For intermodal rail to take market share from trucks, the railroads need to provide shippers a rail transaction that has visibility, a reliable performance metric and predictability, which includes being more open about the performance dynamics of their network, according to Yeager. Those offerings could even trump the longer transit time that railroads have compared with trucks, he said.
“If the railroads really want to get market share from the trucking community, which I think is the goal long term and that’s an admirable goal, they’re going to have to produce a product that has the visibility aspects that a truck provides to the shipping public. And that’s going to require that they integrate with all the pieces: the dray, the terminal operation, the line haul and then the other side of the terminal — the destination and the destination delivery,” Yeager said.
The technology that the railroads incorporate should also provide visibility on the origin pickup and origin delivery so that the railroads know when empty and loaded containers are coming back into the system, according to Yeager.
“A trucking company would never work that way, where someone else manages the starting miles and the ending miles of a move. They recognize that it’s almost impossible to manage a network in that fashion,” Yeager said. “And so I believe that rail has to probably contemplate a pretty fundamental model change, which is supported and enabled by technology, in order to truly compete with the truck long term, especially an autonomous version of trucking.”
Being more open with that data can help stakeholders make more informed and holistic decisions about the health of the supply chain, noted Lew.

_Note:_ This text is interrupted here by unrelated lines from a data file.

PR #61, opened 2017-12-28
RPC demo

xjdr:
[WIP] - first pass at RPC demo. Leaving here for comment. 

Working now. Good for review

### DIFF
--- a/README.md
+++ b/README.md
@@ -1,93 +1,10 @@
 xrpc
 ====
 
-Simple, production ready Java API server built on top of functional composition.
-
-What you get:
-1) Openssl Native TLS w/ direct x509 pem support (vs keytool)
-2) Epoll native
-3) RateLimiting
-4) Connection Limiting
-5) Log forwarder Integration
-6) Metrics & Logs
-7) Binary Debug for packet level inspection
-8) Protobuf support
-9) Docker
-10) k8s
-11) Many Much more
-
-Make .jar not .war ...
-
-Example.java
-```java
-@Slf4j
-public class Example {
-  /** Example POJO for use in request / response. */
-  @AllArgsConstructor
-  private static class Person {
-    private String name;
-  }
-
-  public static void main(String[] args) {
-    final List<Person> people = new ArrayList<>();
-
-    // See https://github.com/square/moshi for the Moshi Magic.
-    Moshi moshi = new Moshi.Builder().build();
-    Type type = Types.newParameterizedType(List.class, Person.class);
-    JsonAdapter<List<Person>> adapter = moshi.adapter(type);
-
-    // Load application config from jar resources. The 'load' method below also allows supports
-    // overrides from environment variables.
-    Config config = ConfigFactory.load("demo.conf");
-
-    // Build your router. This overrides the default configuration with values from
-    // src/main/resources/demo.conf.
-    XConfig xConfig = new XConfig(config.getConfig("xrpc"));
-    Router router = new Router(xConfig);
-
-    // Define a simple function call.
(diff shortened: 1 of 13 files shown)


README.md
```diff
@@ -1,93 +1,16 @@
...
-      router.listenAndServe();
-    } catch (IOException e) {
-      log.error("Failed to start people server", e);
-    }
-  }
-}
- 
-```
+Xrpc is a framework for creating production quality API services on top of Netty. The framework helps to encapsulate our
+best practices and provides sane (ans safe) defaults.
```
jkinkead: s/ans/and/

README.md
```diff
@@ -1,93 +1,16 @@
...
+
+It currently supports the http/1.1 and the http/2 protocols. It does so interchangeably, 
+i.e your implementation does not need to change and it will automatically respond to a http/1.1 
+and a http/2 client the same way. The user is free to determine whatever payload they would like, 
+but our recommendation is JSON where you don't control both ends and protobuf (version 3) where you do
```
jkinkead: Missing terminal period.

README.md
```diff
@@ -1,93 +1,16 @@
...
 
+## Testing with the Example class
```
jkinkead: Remove one `#` here to match other headers?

“I think now more than ever, the transportation industry supply chain needs more data sharing so that we have a better way to figure out where we can be improving the supply chain,” Lew said. “Without the data, without visibility into where the problem areas are, it’s going to be very hard to try to anticipate what problems you’re gonna have to solve the next time you know a 2021 hits.”
Another contribution that not only the rails but all stakeholders can make is to work together to determine where there should be a new lane, terminal or transit site, Lew noted. The traditional way of relying on one or two customers to justify the financing of a terminal takes a lot of work, and it may be a more fruitful process to use data and work with shippers, logistics providers, terminal operators and city agencies — as well as the railroads — to determine where there is a need that’s not being met, Lew said.
“Everybody wants to ramp up infrastructure. Everybody wants to ramp up capacity. It’s just the matching of the demand and supply sides that is the difficult part, because the demand side doesn’t always know what capacity is available, while the supply side doesn’t always know where the demand is,” Lew said.
“Shippers need to be more proactive about approaching logistics providers, terminal operators, short lines, railroads about what they want, and let the supply side try to come up with solutions that can solve the problem,” Lew said. “But that collaboration is something that needs to be more proactively done. And not done just when there’s an emergency … . That collaboration is something that I think needs to be done much more in advance.”